Thank you. The EP is named after one of the songs, also called Dim. For some reason, the word dim perfectly describes mourning, in my opinion. When your surroundings are dim, you can still fully see everything, but it’s obscured. The things we know absolutely and the things we rely on start to feel uncertain. We start to feel our sadness sink in as if it’s here to stay. There is also a warmth, or coziness even, when we experience dim. It can be both foreign and familiar, and I think that is a great description for what it is too mourn the loss of someone.

What was it inspired by?
The day my first SYML album released, about two years ago, my father was diagnosed with cancer. In those two years, he fought it, but he also knew it would eventually kill him. Thankfully, he spent much of the first year travelling with friends, and when the pandemic hit, he was able to send that time with us. I’m sorry to say that he passed away a few months ago, but he did so peacefully, surrounded by his family.

How cathartic was it for you putting together the EP especially when taking into consideration the tragedy it was inspired by?
It was both cathartic and surreal to work on this EP while my dad was dying. Interestingly, I didn’t play these songs for him before he passed. He was one of my biggest fans, of course, but I didn’t feel the need to share because I didn’t want to project my perspective onto what was already an overwhelming season of life for him. Thankfully, everything I say in these songs, I had already said to him in some way or another. So I feel peace in that.

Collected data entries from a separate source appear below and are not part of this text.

PR #3493, opened 2022-05-06
Fix `UseXTypes` Deadlock and Added `inspect` Example

iguessthislldo:
- `UseXTypes` RTPS Discovery Option:
  - OpenDDS would deadlock if trying to use the string values `no`, `minimal`, or `complete` because the underlying string setter was trying to use the enum setter. Changed to avoid calling the other setter.
  - Reaction to invalid `UseXTypes` values would depend on if the value was a string or integer. Changed it to also get feedback from string setter.
- `inspect`:
  - Tweaked README and added an example.
  - Added a `--version` option and tweaked `--help` output.


tools/inspect/Inspect.cpp
```diff
@@ -120,10 +120,10 @@ bool writer_count = false;
 
 void print_usage(bool for_error = false)
 {
-  std::ostream& os = for_error ? std::cout : std::cerr;
+  std::ostream& os = for_error ? std::cerr : std::cout;
```
mitza-oci, line 123: I'm not sure what was intended originally. @ClaytonCalabrese ?

dds/DCPS/RTPS/RtpsDiscovery.cpp
```diff
@@ -791,18 +791,23 @@ RtpsDiscovery::Config::discovery_config(ACE_Configuration_Heap& cf)
...
+          bool valid;
           if (value.size() == 1) {
             int smInt;
-            if (!DCPS::convertToInteger(value, smInt) || smInt < 0 || smInt > 2) {
-              ACE_ERROR_RETURN((LM_ERROR,
-                                ACE_TEXT("(%P|%t) RtpsDiscovery::Config::discovery_config ")
-                                ACE_TEXT("Invalid entry (%C) for UseXTypes in ")
-                                ACE_TEXT("[rtps_discovery/%C] section.\n"),
-                                value.c_str(), rtps_name.c_str()), -1);
+            valid = DCPS::convertToInteger(value, smInt) && smInt >= 0 && smInt <= 2;
```
mitza-oci, line 797: Consider combining the `size() == 1` check above into this validity check

tools/inspect/Inspect.cpp
iguessthislldo: I wrote this part as part of #3189. Usage can be part of help, which is not an error, or part of a error for invalid arguments. I noticed I mixed this up.

mitza-oci (approved):

tools/inspect/README.rst
```diff
@@ -0,0 +1,107 @@
...
+This should result in ``inspect`` printing messages like these after a short period of time::
+
+    struct ::Messenger::Message
+      String8 from = "Comic Book Guy"
+      String8 subject = "Review"
+      Int32 subject_id = 99
+      String8 text = "Worst. Movie. Ever."
+      Int32 count = 0
+
+If the delays are not added to publisher or the timing of the added delays need to be increased, then it could just prints something like::
```
sonndinh, line 104:
```suggestion
If the delays are not added to publisher or the timing of the added delays need to be increased, then it could just print something like::
```

sonndinh (approved):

Do you have a favourite song or lyrics that you hope will resonate with listeners?
I love all of these songs, but I think Dim and Yes and Know have some great lyrical moments. In Dim, I like the imagery of reliving a traumatic even, like a car crash, in reverse, and realizing that you couldn’t have done anything to prevent it. That moment of letting go is powerful. In Yes and Know, which was inspired by all of the racial unrest that has existed in the US since its inception, I like the idea that we can’t “un-know” something once we’ve been told or experienced it. For example, once you learn that someone was barred from drinking water from the same fountain as you based on their skin color, you can’t un-learn that. You can ignore it and shove it down in your brain, but it’s still in your soul. Of course, everyone’s journey is unique, and how we learn and grow as humans depends on what we do with what we know to be true. For me, acting on what I know will be a continuous journey.

Your cover of “Mr. Sandman” exploded after featuring on the trailer for and in one of the episodes of the new Netflix show Behind Her Eyes – did you think it would become so big overnight?
I am amazed whenever my songs get picked for a TV series or movie. It’s always a surprise and because no one knows how it will react, the reaction is also a surprise! I loved that series, so to hear my music in it was an honor.

How does it feel releasing music at such an uncertain time? What do you hope it brings you listeners?
I think many of us have felt isolated during this time, literally and metaphorically. I hope this music sits with people wherever they are and brings a bit of comfort. Loss is always happening, but it has felt highlighted recently. My loss is certainly not your loss, but we can grieve together, even if we are apart. I am also excited for the time when I can perform these songs live, in a room, with people.

What’s next for you? What are you looking forward to in 2021?
I hope there will be an opportunity to perform live this year! But I am also happy to play my part in making sure that can happen safely. So if we need to wait a bit longer, that’s ok. I am also excited to be working on new music with new friends. Collaboration during this time has been a bit odd, but sometimes that’s a recipe for great work! Right now, I am looking forward to more warm weather and being outside with my family and our friends. Be well, and thanks!